## Task description
Every record below should be printed exactly as given.

- - - - -

Issue #11209, opened 2021-01-23
Random viewer select: "no selectable viewer" warning disabled


hiroshisuga:
**Describe the bug**
When selecting a viewer randomly alone in a meeting with #11175, "no selectable viewer" warning is not displayed.

**To Reproduce**
1. With the latest dev branch, start a meeting alone.
2. Select a viewer randomly
3. Nothing displayed

**Expected behavior**
"No selectable viewer" warning should be displayed, as is implemented in the PR.

**Actual behavior**
Nothing displayed

**Screenshots**

**Desktop (please complete the following information):**
 - OS: [e.g. Windows, Mac]
 - Browser [e.g. Chrome, Safari]

**Smartphone (please complete the following information):**
 - Browser [e.g. stock browser, Safari]

**Additional context**

MaximKhlobystov:
This has been fixed in the PR #11280. When there's no viewers in the meeting, special modal is displayed. I think we can close this issue.

PR #11210, opened 2021-01-23
Revive "no selectable viewer" warning in random viewer selection

hiroshisuga:
### What does this PR do?

Fixes the bug #11209 by sending a dummy (presenter's) UserState when no viewer joins the meeting, so that the SelectRandomViewerReqMsg message is sent even without a viewer.

### Closes Issue(s)

closes #11209
related to #11175 and  #10359

### Motivation

The code at line 76, "intl.formatMessage(messages.noViewers)", in bigbluebutton-html5/imports/ui/components/modal/random-user/component.jsx was never used and "no selectable user" warning was not displayed as the PR originally intended.

PR #11280, opened 2021-02-01
Fix for random user picking: presenter is notified when there's no viewers to randomly pick from

MaximKhlobystov:
### What does this PR do?

This PR introduces a small fix for random user picking. The modal that says there's no viewers to pick from didn't work properly. This PR makes sure presenter sees such modal when the meeting consists of moderators only.

### DIFF
--- a/bigbluebutton-html5/imports/ui/components/modal/random-user/component.jsx
+++ b/bigbluebutton-html5/imports/ui/components/modal/random-user/component.jsx
@@ -64,42 +64,51 @@ class RandomUserSelect extends Component {
       clearRandomlySelectedUser,
     } = this.props;
 
-    const isSelectedUser = selectedUser ? (currentUser.userId === selectedUser.userId) : false;
+    let viewElement;
 
-    const viewElement = (numAvailableViewers < 1 || !selectedUser) ? (
-      <div className={styles.modalViewContainer}>
-        <div className={styles.modalViewTitle}>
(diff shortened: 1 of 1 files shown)


hiroshisuga:
Nice PR! This will fix #11209. Thanks a lot!

However, in my server, bbb-html5 still gives persistent errors that userId is undefined in api/meetings/server/handlers/selectRandomViewer.js and api/meetings/server/modifiers/updateRandomViewer.js. 

One solution is to remove checking (userId is string) in both codes, although there will still be another error happening when updating MongoDB.

I would humbly suggest that we should emit a message with moderator's ID from akka-bbb-apps even without a viewer. My solution is #11210, which I do neither feel the best one..

antobinary (approved):
Looks good to me!
Appreciated the restructuring with comments!

antobinary:
@MaximKhlobystov 

Could you say anything more about

>However, in my server, bbb-html5 still gives persistent errors complaining userId is undefined in api/meetings/server/handlers/selectRandomViewer.js and api/meetings/server/modifiers/updateRandomViewer.js.
>One solution is to remove checking [userId is string] in both codes, although there will still be another error happening when updating MongoDB.

and

> emit a message with moderator's ID from akka-bbb-apps even without a viewer. My solution is #11210, which I do neither feel the best one..

hiroshisuga:
by whatever magic (or just im stupid), i do not see the errors anymore. Sorry for the confusion.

- - - - -

## Exercise response
Issue #11209, opened 2021-01-23
Random viewer select: "no selectable viewer" warning disabled


hiroshisuga:
**Describe the bug**
When selecting a viewer randomly alone in a meeting with #11175, "no selectable viewer" warning is not displayed.

**To Reproduce**
1. With the latest dev branch, start a meeting alone.
2. Select a viewer randomly
3. Nothing displayed

**Expected behavior**
"No selectable viewer" warning should be displayed, as is implemented in the PR.

**Actual behavior**
Nothing displayed

**Screenshots**

**Desktop (please complete the following information):**
 - OS: [e.g. Windows, Mac]
 - Browser [e.g. Chrome, Safari]

**Smartphone (please complete the following information):**
 - Browser [e.g. stock browser, Safari]

**Additional context**

MaximKhlobystov:
This has been fixed in the PR #11280. When there's no viewers in the meeting, special modal is displayed. I think we can close this issue.

PR #11210, opened 2021-01-23
Revive "no selectable viewer" warning in random viewer selection

hiroshisuga:
### What does this PR do?

Fixes the bug #11209 by sending a dummy (presenter's) UserState when no viewer joins the meeting, so that the SelectRandomViewerReqMsg message is sent even without a viewer.

### Closes Issue(s)

closes #11209
related to #11175 and  #10359

### Motivation

The code at line 76, "intl.formatMessage(messages.noViewers)", in bigbluebutton-html5/imports/ui/components/modal/random-user/component.jsx was never used and "no selectable user" warning was not displayed as the PR originally intended.

PR #11280, opened 2021-02-01
Fix for random user picking: presenter is notified when there's no viewers to randomly pick from

MaximKhlobystov:
### What does this PR do?

This PR introduces a small fix for random user picking. The modal that says there's no viewers to pick from didn't work properly. This PR makes sure presenter sees such modal when the meeting consists of moderators only.

### DIFF
--- a/bigbluebutton-html5/imports/ui/components/modal/random-user/component.jsx
+++ b/bigbluebutton-html5/imports/ui/components/modal/random-user/component.jsx
@@ -64,42 +64,51 @@ class RandomUserSelect extends Component {
       clearRandomlySelectedUser,
     } = this.props;
 
-    const isSelectedUser = selectedUser ? (currentUser.userId === selectedUser.userId) : false;
+    let viewElement;
 
-    const viewElement = (numAvailableViewers < 1 || !selectedUser) ? (
-      <div className={styles.modalViewContainer}>
-        <div className={styles.modalViewTitle}>
(diff shortened: 1 of 1 files shown)


hiroshisuga:
Nice PR! This will fix #11209. Thanks a lot!

However, in my server, bbb-html5 still gives persistent errors that userId is undefined in api/meetings/server/handlers/selectRandomViewer.js and api/meetings/server/modifiers/updateRandomViewer.js. 

One solution is to remove checking (userId is string) in both codes, although there will still be another error happening when updating MongoDB.

I would humbly suggest that we should emit a message with moderator's ID from akka-bbb-apps even without a viewer. My solution is #11210, which I do neither feel the best one..

antobinary (approved):
Looks good to me!
Appreciated the restructuring with comments!

antobinary:
@MaximKhlobystov 

Could you say anything more about

>However, in my server, bbb-html5 still gives persistent errors complaining userId is undefined in api/meetings/server/handlers/selectRandomViewer.js and api/meetings/server/modifiers/updateRandomViewer.js.
>One solution is to remove checking [userId is string] in both codes, although there will still be another error happening when updating MongoDB.

and

> emit a message with moderator's ID from akka-bbb-apps even without a viewer. My solution is #11210, which I do neither feel the best one..

hiroshisuga:
by whatever magic (or just im stupid), i do not see the errors anymore. Sorry for the confusion.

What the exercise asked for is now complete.